PR #912, opened 2022-07-25
add auth functionality for new token structure (org_id top level), check empty account_number

Bee-lee:
# Description

I'm adding this without unit tests for now because I realized we don't have the xrh auth type covered almost at all... So it's a lot of tests. Let's see how it behaves on stage, since the testing started today.

Fixes # (issue)

## Type of change

## Testing steps
local, auth token retrieved from stage

## Checklist


juandspy (approved):

tisnik (approved):
LGTM

PR #919, opened 2022-09-07
allow anemic tenants (users without `account_number`) through the API

Bee-lee:
# Description
This is the final PR for the EBS/org_id migratoin. This enables anemic tenants (users without `account_number`) through the API.
All usages of `account_number` in smart-proxy and aggregator are gone, so we can safely let them through.

I'm repeating again that we haven't had a single user like that in over a month on stage and several days in prod.

Fixes # (issue)

## Type of change

## Testing steps
with locally modified tokens according to the new spec and with tokens copied directly from crc.

## Checklist


server/auth.go
```diff
@@ -124,11 +124,16 @@ func (server *HTTPServer) Authentication(next http.Handler, noAuthURLs []string)
 			log.Error().Msg("org_id not found on top level in token structure (old format)")
 		}
 
-		if tk.Identity.AccountNumber == "" || tk.Identity.Internal.OrgID == 0 {
-			msg := fmt.Sprintf("error retrieving requester data from token. org_id [%v], account_number [%v], user data [%+v]",
-				tk.Identity.Internal.OrgID,
+		if tk.Identity.AccountNumber == "" || tk.Identity.AccountNumber == "0" {
```
tisnik, line 127: oh so "0" is special?

tisnik (approved):
looks correct as far as I can say

server/auth.go
Bee-lee: they mentioned in can be missing altogether from the token, but I don't trust anyone so I added the "0" condition "just in case"..

PR #927, opened 2022-09-22
add fallback variable

dpensi:
# Description
add environment variable to allow/disallow fall back to aggregator when ams client is not reachable

Fixes CCXDEV-9256

## Type of change

## Testing steps

na

## Checklist


tisnik (approved):
LGTM

PR #935, opened 2022-10-10
extend v1/report functionality to differentiate between requests coming from insights-operator

Bee-lee:
# Description
We were asked to modify the v1/report endpoint to differentiate between requests coming from IO and all other requesters. Any other consumer of this endpoint MUSTN'T be affected by this change. 
 
The reason being is that IO shipped with OCP v4.10 and older still uses this v1 endpoint, whereas in 4.11, IO was updated to use the new v2 endpoint, which already takes managed clusters and rules into account. This creates an inconsistency in the data the customers can see in different places (Web console didn't match Advisor). 

Because this only affects managed clusters and customers cannot simply upgrade their clusters to 4.11, we need to accommodate for this case ourselves.

In theory, we could remove this after all customers are on 4.11 and newer, but we would never know if someone may have installed an older version for some reason, so this ugly hack is probably here to stay....

Fixes https://issues.redhat.com/browse/CCXDEV-9393
https://issues.redhat.com/browse/CCXDEV-9386

## Type of change

## Testing steps

Please describe how the change was tested locally. If, for some reason, the testing was not done or not done fully, please describe what are the testing steps.

## Checklist

### DIFF
--- a/server/handlers_test.go
+++ b/server/handlers_test.go
@@ -636,6 +636,114 @@ func TestHTTPServer_ReportEndpoint_WithOnlyOSDEndpoint(t *testing.T) {
 	}, testTimeout)
 }
 
+func TestHTTPServer_ReportEndpoint_InsightsOperatorUserAgentManagedCluster(t *testing.T) {
+	defer content.ResetContent()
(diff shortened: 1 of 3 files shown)


joselsegura (approved):
LGTM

━━━━━━━━━━━━━━━━

Aim of the exercise — Take the line that contains "In theory, we" and every line after it in the material above. Set those lines down exactly and nothing more.

Task output —
In theory, we could remove this after all customers are on 4.11 and newer, but we would never know if someone may have installed an older version for some reason, so this ugly hack is probably here to stay....

Fixes https://issues.redhat.com/browse/CCXDEV-9393
https://issues.redhat.com/browse/CCXDEV-9386

## Type of change

## Testing steps

Please describe how the change was tested locally. If, for some reason, the testing was not done or not done fully, please describe what are the testing steps.

## Checklist

### DIFF
--- a/server/handlers_test.go
+++ b/server/handlers_test.go
@@ -636,6 +636,114 @@ func TestHTTPServer_ReportEndpoint_WithOnlyOSDEndpoint(t *testing.T) {
 	}, testTimeout)
 }
 
+func TestHTTPServer_ReportEndpoint_InsightsOperatorUserAgentManagedCluster(t *testing.T) {
+	defer content.ResetContent()
(diff shortened: 1 of 3 files shown)


joselsegura (approved):
LGTM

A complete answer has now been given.